§ THE INPUT:
PR #6282, opened 2024-11-01
Add content hash to CSS files

viown:
**Changes**
Add a content hash to CSS files to prevent caching issues

**Issues**


nielsvanvelzen (approved):
This seems to fix the issue, network inspector shows the loaded CSS files now have hashes in the name.

Can you change the target branch to release-10.10.z and add the "stable backport" label?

§ PROBLEM STATEMENT:
Write out all the material exactly, keeping each word.

§ EXERCISE OUTPUT:
PR #6282, opened 2024-11-01
Add content hash to CSS files

viown:
**Changes**
Add a content hash to CSS files to prevent caching issues

**Issues**


nielsvanvelzen (approved):
This seems to fix the issue, network inspector shows the loaded CSS files now have hashes in the name.

Can you change the target branch to release-10.10.z and add the "stable backport" label?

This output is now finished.